“Whatever thoughts come along, don’t believe them. One thought of doubt, and instantly the demon Mara enters your head.”
~ The Record of Linji, Chapter XVI
One of Linji’s great skills was to illuminate the workings of the human mind from a Zen point of view. He pointed out that our thoughts create and shape our world, but that those thoughts in themselves are fundamentally without substance. So why believe them? Maybe all the world is a dream. Even ice cream.

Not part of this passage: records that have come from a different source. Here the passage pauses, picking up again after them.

PR #556, opened 2022-11-16
Update s3-table-engine with a non-AWS example

antoniojtorres:
I was recently helped in the issue queue with regards to mounting a wasabi bucket as a disk, I was having difficulty troubleshooting the error I was getting when mapping the AWS style URLs to the Wasabi style (https://github.com/ClickHouse/ClickHouse/issues/42043#issuecomment-1309638255). The fix I needed seems worthy of adding to the docs. 

I added a small example for wasabi (and likely other users) that explains that both the bucket and the folder need to be added to the end of the endpoint path.

I think it would be useful to compile additional examples for other S3 compatible storage systems. 

Thank you for the wonderful docs!


DanRoscigno:
@melvynator @alexey-milovidov are you ok with a wasabi example in the docs?  I am guessing that we do not test against wasabi as I cannot find it in the `/tests` folder.

DanRoscigno (approved):
Thanks @antoniojtorres !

Last week we had a new visitor to our San Mateo group. She came in late, but was a good sport, sat in a chair and following our simple routine. I gave a short talk on expectations, giving a twist to Chang-sha’s “I went pursuing scented grasses, and I returned chasing the falling blossoms.” Maybe we don’t find the scented grasses, become disappointed and pay no attention to the beauty of the falling blossoms, feeling like we have struck out twice. The new person nodded. When discussion came, I asked her: “What are you thinking?”
She said, “Well, as I sit here, I know it is a dream. That nothing is real.” Surprised at her directness and sincerely, I asked if she could add a bit more, and she said, “Well, I am a dream, we all are dreams. The whole world is a dream.” By way of example, she said, “At one time I hated Donald Trump, but now I realize that he is not real. I no longer see him as a problem.” I asked how and where she had come to see the world as a dream, and she told a story of feeling very unsettled in her life and recently going to an ashram in India and meeting a guru there who made an impression on her. At some point, her world view had changed. And she no longer felt unsettled.
When I came home, it being a hot summer night, I went to the freezer and gave myself a scoop of Dad’s Cardamom, by Three Twins, my favorite ice cream. Looking at my bowl of ice cream, I realized if I don’t believe my thoughts, then I need not believe my ice cream, either. I synchronized two bites with my breathing. Yes, not necessary to believe. Nor did I believe the calories.